St Mary’s principal was a
severe-looking bald man who demonstrated his eccentricity and his modernism
through the medium of Vespas. He rode his scooter everywhere. He travelled even
the short distance from St Joseph’s, where the brothers lived and which was to
be my next college, to St Mary’s by scooter. It was one block away. He put his
helmet on, started the scooter, turned one corner, and he was at work. When I
told him how I had become so expert at upsetting adults, he immediately sat
down so as to bring himself on the same level with me. He spoke to me with an
unfeigned concern about how important it was for me to avoid the man in my
mother’s restaurant. I knew the nameless thing he was warning me against. I had
sensed it, but not felt in any danger.
On sports days many of the St Mary’s
students would walk along Victoria Street to the Melbourne City Baths to go
swimming. One of the younger religious brothers at the school inexplicably
decided to go swimming with us, which required him to be naked in the
changerooms. When this happened, I suspected he was secretly trying to announce
that the brothers were, after all, ordinary men. We thought his arse was too
hairy and were distressed we had to look at it.

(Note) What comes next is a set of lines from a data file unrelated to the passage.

PR #90, opened 2020-12-23
NAS-108788 / 21.02 / add xtail and create "additional-packages" section

yocalebo:


kmoore134:
My only concern would be that just because a package came in one door, it doesn't mean its invalid for the other use-cases. I.E. community may request something, but later support and sales start relying on it as well. Would it instead make more sense to just keep a package-changelog.md file or similar where we can update with comments when a new package is added? Explain where it came from, who requested, and then refer to that if we're auditing the list later? The issue with doing this in JSON is that no comments are allowed, so you don't really get any color, you can't link to a JIRA ticket, etc. Thoughts @william-gr ?

yocalebo:
> My only concern would be that just because a package came in one door, it doesn't mean its invalid for the other use-cases. I.E. community may request something, but later support and sales start relying on it as well. Would it instead make more sense to just keep a package-changelog.md file or similar where we can update with comments when a new package is added? Explain where it came from, who requested, and then refer to that if we're auditing the list later? The issue with doing this in JSON is that no comments are allowed, so you don't really get any color, you can't link to a JIRA ticket, etc. Thoughts @william-gr ?

We could extend the array structures that I've added and make them complex by adding a comment field? That way the JSON file would have the "comments" we just wouldn't use the information in it?

yocalebo:
i.e something like:

`"support-requested-packages":  [{"package": "xtail", "comment": "often used by support team"}]`

kmoore134:
I'd be OK with that compromise, so at least we can link to a ticket, or some short text by way of explanation.

yocalebo:
ping @kmoore134 @william-gr 😄

PR #95, opened 2021-01-19
Update aiohttp version

sonicaj:
We are seeing an issue after recent update of debian packages where aiohttp does not parse the URI correctly - however this is not reproducible on aiohttp 3.7.3 version which is the latest available and debian upstream just tagged it but it isn't available yet.

### DIFF
--- a/conf/build.manifest
+++ b/conf/build.manifest
@@ -312,6 +312,11 @@
 			"branch": "main"
 		},
 		{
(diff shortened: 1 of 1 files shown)


yocalebo (approved):
Tested on my local SCALE cluster running a snapshot from 1-17-2021.

william-gr (approved):

PR #104, opened 2021-01-31
Remove repositories from build

sonicaj:
This PR adds changes to remove repos from build because some of them are not required anymore and some already have changed upstream to the version we desire so it's not necessary to maintain a fork or build them each time.

### DIFF
--- a/conf/build.manifest
+++ b/conf/build.manifest
@@ -267,11 +267,6 @@
 			"branch": "master"
 		},
 		{
-			"name": "rclone",
-			"repo": "https://github.com/truenas/rclone",
-			"branch": "master"
-		},
-		{
 			"name": "zectl",
 			"repo": "https://github.com/truenas/zectl",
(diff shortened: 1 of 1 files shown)


william-gr:
My concerns are debootstrap and debian_archive_keyring, I think Kris had to change things in these, its not just about version. @kmoore134

sonicaj:
I consulted with @kmoore134 and he said that if apt works fine without these, we should be good. It did in my tests but i'll verify it again for good measure. ( we were only adding TN key in the repo which we are doing in truenas-build as well iirc )

william-gr (approved):

kmoore134:
Yea, this *should* be fine. Those original mods were done to work with the early builder framework, where packages came from mini-buildd, not locally built. Needs testing, but if Waqar has run it though its paces, it should be OK.

kmoore134 (approved):

PR #111, opened 2021-02-15
NAS-109351 / 21.04 / Generate native systemd unit files for SysV services that lack ones t…

themylogin:
…o prevent systemd-sysv-generator warnings

### DIFF
--- a/scripts/build.sh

In the first years of the 1970s, boys
of my age could see the chaos in Vietnam had been worsening, even as news of
Australia’s decreasing involvement in the war there made no impression on me at
all. No adult ever mentioned or tried to justify to me why Australia was
involved in the fighting. It seemed to have escaped the notice of the adult
world that there were children waiting in the wings of its drama and we had no
idea what we were going to say or do when it was time for us to be pushed into
the spotlight. The matter was urgent because we sensed our bodies were changing
even as the threat of conscription increased. The election of a Labor
government was a relief.
When we were fifteen a classmate and I experimented with the social effects of our own precocious hairiness by going to an R-rated double-bill at the Forum Theatre on the corner of Russell and Flinders Streets in Melbourne. It was the 1973 version of The Wicker Man, followed by something in the vampire-sexploitation genre. The first movie seemed to be about burning Christians. We were disappointed there was not more sex, naked actresses notwithstanding. During the intermission we discovered that our hairy-arsed teacher had also been in the audience with us. He asked us if we liked the movie and we answered in a way that avoided telling him what we really thought, while still pretending to be three years older than we were. I do not think it worked, but he did not seem to mind.

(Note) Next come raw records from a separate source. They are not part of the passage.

PR #2306, opened 2022-06-17
TS migrate: add events

scottrippey:
# What
- Migrates the final part of `victory-utils`: `add-events`!
- With this conversion, we can now migrate other Victory components, like `victory-line`.


packages/victory-core/src/victory-util/add-events.tsx
```diff
@@ -288,24 +361,28 @@ export default (WrappedComponent, options) => {
...
 
-    animateComponent(props, defaultAnimationWhitelist) {
+    animateComponent(props: TProps, defaultAnimationWhitelist: string[]) {
       const animationWhitelist =
-        props.animate && props.animate.animationWhitelist
+        typeof props.animate === "object" &&
+        props.animate &&
+        props.animate.animationWhitelist
           ? props.animate.animationWhitelist
           : defaultAnimationWhitelist;
```
gksander, line 370: Might consider `props.animate?.animationWhitelist || defaultAnimationWhitelist`

packages/victory-core/src/victory-util/add-events.tsx
```diff
@@ -25,34 +28,104 @@ const datumHasXandY = (datum) => {
...
-    }
 
-    shouldComponentUpdate(nextProps) {
+      this.cacheValues(this.getCalculatedValues(props));
+    }
+    state = {};
+    getEventState = Events.getEventState.bind(this);
+    getScopedEvents = Events.getScopedEvents.bind(this);
+    getEvents = (p, target, eventKey) => {
+      return Events.getEvents.call(
```
gksander, line 112: `.call`, now that's a method I haven't seen in awhile 🤩

gksander (approved):
Nice!

packages/victory-core/src/victory-util/add-events.tsx
scottrippey: I know ... as I was migrating these `Events.*` methods, I was surprised to use the `this` argument typing again.  Not very common nowadays!

packages/victory-core/src/victory-util/add-events.tsx
scottrippey: Done

PR #2313, opened 2022-06-20
TypeScript: Mark `data` as `readonly`

### LINKED ISSUE #2309: Typescript readonly data array is incompatible with data property interface definition
### The Problem

I'm attempting to use a functional programming style to the extent it is possible to do so using the JavaScript frameworks I am using.

As part of this effort, I am defining my arguments and data constructs as readonly using TypeScript so that my data is not mutable.

However, I am experiencing an issue with Victory in that the TypeScript interface for the `data` property (on the `VictoryLine` component for example) cannot accept a readonly value because its typescript definition is using the mutable `any` type.

I get the following error:

`The type 'ChartData' is 'readonly' and cannot be assigned to the mutable type 'any[]'.`

### Reproduction

https://codesandbox.io/s/winter-tree-00wu4z?file=/index.tsx

### Potential Solution

In limited testing I tried changing the definition for the `data` property from `any[]` to `any[] | readonly any[]` and this solved the TypeScript error, but I haven't tested this properly.

If this issue is accepted, and the above is deemed an acceptable solution, then I will create a PR that modifies the TypeScript interfaces in the correct places.

scottrippey:
# What
Marks `data` as `readonly`.
We don't mutate the data, so this doesn't break anything, and doesn't require any other changes.

Fixes #2309

### DIFF
--- a/packages/victory-core/src/victory-util/common-props.tsx
+++ b/packages/victory-core/src/victory-util/common-props.tsx
@@ -21,7 +21,7 @@ import { NumberOrCallback, StringOrCallback } from "../types/callbacks";
 
 export interface VictoryDatableProps {
   categories?: CategoryPropType;
-  data?: any[];
+  data?: readonly any[];
   dataComponent?: React.ReactElement;
   domain?: DomainPropType;
   domainPadding?: DomainPaddingPropType;


gksander (approved):
Nice.

becca-bailey (approved):

PR #2315, opened 2022-06-20
Update prettier trailing comma rule

becca-bailey:
Updates prettier trailing commas from "none" to "all" (all includes TS types as well as objects) and runs `yarn nps format`.


scottrippey (approved):
That's a lotta commas!

scottrippey:
Maybe we should wait to merge this until we've finished #2301 to make it easier to fix conflicts?  Maybe it doesn't matter, I dunno.

PR #2316, opened 2022-06-20
Add Victory Bar v37

becca-bailey:
This functionality will work for rendering either one standalone `VictoryBar` component or a single nested `VictoryBar` component nested under a `VictoryChart`. 

As discussed, we will need to add functionality for two-way syncing between child props and the provider props so the provider knows about the props of each child component and we can support multiple datasets in child components.

Right now all new components live inside the `v37` directories, so this should not touch any existing behavior.


packages/victory-bar/src/v37/victory-bar.tsx
```diff
@@ -0,0 +1,93 @@
...
+  const {
+    alignment,
+    barRatio,
+    barWidth,
+    dataComponent,
+    cornerRadius,
+    horizontal,
+    groupComponent,
+    data,
+  } = useVictoryProps<VictoryBarProps>("bar", props, defaultProps);
```
becca-bailey, line 61: This is my initial idea for a pattern that will take the child's props and sync them with the provider props. For this basic use case, we are just setting the state of the provider using these props. But for a more advanced use case, like if there are multiple chart components nested inside a `VictoryChart` or `VictoryGroup`, we will need to add more logic in the provider for storing props from each child and getting derived values from each child's props. 

For example, if one child has data that ranges from 1 to 5 and another child has data that ranges from 3 to 10, the parent will need to know that the full domain of the data goes from 1 to 10. 

Also, if there is an edge case where there is a domain prop passed into both `VictoryBar` and `VictoryChart`, we will need to make a determination about which prop will override the other, and perhaps provide some sort of user feedback (like a console message) telling the user which prop takes precedence.

packages/victory-bar/src/v37/victory-bar.tsx
```diff
@@ -0,0 +1,97 @@
...
+
+  // TODO: Do we need to get this from context?
+  const formattedData = useData();
+
+  const children = formattedData.map((datum: Datum, i: number) => {
+    const { x, y, x0, y0 } = getBarPosition(
+      { domain, scale, horizontal },
+      datum,
+    );
+    const dataProps = {
```
scottrippey, line 76: Could we add a type to this?  Maybe `BarProps`?

packages/victory-bar/src/v37/victory-bar.tsx
```diff
@@ -0,0 +1,97 @@
...
+  });
+  const scale = useScale();
+  const domain = useDomain();
+
+  // TODO: Do we need to get this from context?
+  const formattedData = useData();
+
+  const children = formattedData.map((datum: Datum, i: number) => {
+    const { x, y, x0, y0 } = getBarPosition(
+      { domain, scale, horizontal },
```
scottrippey, line 73: Super minor, but could we create this object outside the loop?

scottrippey (approved):
Looks good! Some tiny comments but LGTM.

PR #2319, opened 2022-06-21
TypeScript: migrate `victory` to TypeScript

scottrippey:
# What
Migrates Victory to TypeScript.  
Updates unit test to use snapshots.
No other changes.


packages/victory/src/index.ts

1974: Arnold Schwarzenegger in Melbourne, Australia.
At St Joseph’s College, in 1974, a
beautiful student whose parents came from Sri Lanka started calling me “Stevie
Wonder” and tickled my palm flirtatiously when he shook my hand. Was I being
mocked or flattered? Gough Whitlam was prime minister and anything seemed
possible. I listened to Motown, and liked it. Arnold Schwarzenegger came to
Melbourne. (There is a photograph of him flexing his muscles as he stands on
the tram tracks in Bourke Street. The long-haired boy in the striped shirt and
bell-bottom trousers standing behind him is not me— but
the claim of resemblance to my former self is credible, and several times I used
the photograph to ‘prove’ I once had a chance to push Conan, the barbarian,
under a moving vehicle.)
It was the golden age of religious
educational indifference. The Christian Brother who taught me nothing about
Australian history before 1788 stood one day behind a not-quite-closed door and
spied on the ‘Year 11 agnostic society’ pooh-poohing transubstantiation and
putting the resurrection of Jesus down to a bad case of food poisoning. When we
noticed him we expected our religious auditor to establish an inquisition.
Instead, he took his nose out of the crack in the doorway and walked away. In
retrospect, this now seems like the mature response.

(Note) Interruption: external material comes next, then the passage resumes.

PR #2321, opened 2022-06-23
Use build config for babel

### LINKED ISSUE #2320: Stop copying test files to `es` and `lib`
As a part of #2301, we moved our tests to the directories they are testing. This required a few config updates in order to get everything compiling correctly.

However, we ran into a conflict between tests and typescript. In order to package our generated type files with Victory, we are using the `--copy-files` flag in our babel CLI commands. This takes all files that have not been transformed with babel and copies them to the `es` and `lib` packaged output directories.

One hundred years after the death of Winwood
Reade I got around to reading his book The
Martyrdom of Man. The initial excitement wore off after a while and I
entered a long period of theological apathy.
Young boys and girls everywhere, before
they reach what we have come to refer to as adulthood, trip over the idea that
adult convictions are a charade. We stand up, mud on our faces, feeling that we
are at the same time cynics and anarchists; we want to preserve what is in our
interests and to agitate against the failures of the world we have found ourselves
in. Some people manage to maintain an expectation of revolutionary possibility
about their own selves and about the world.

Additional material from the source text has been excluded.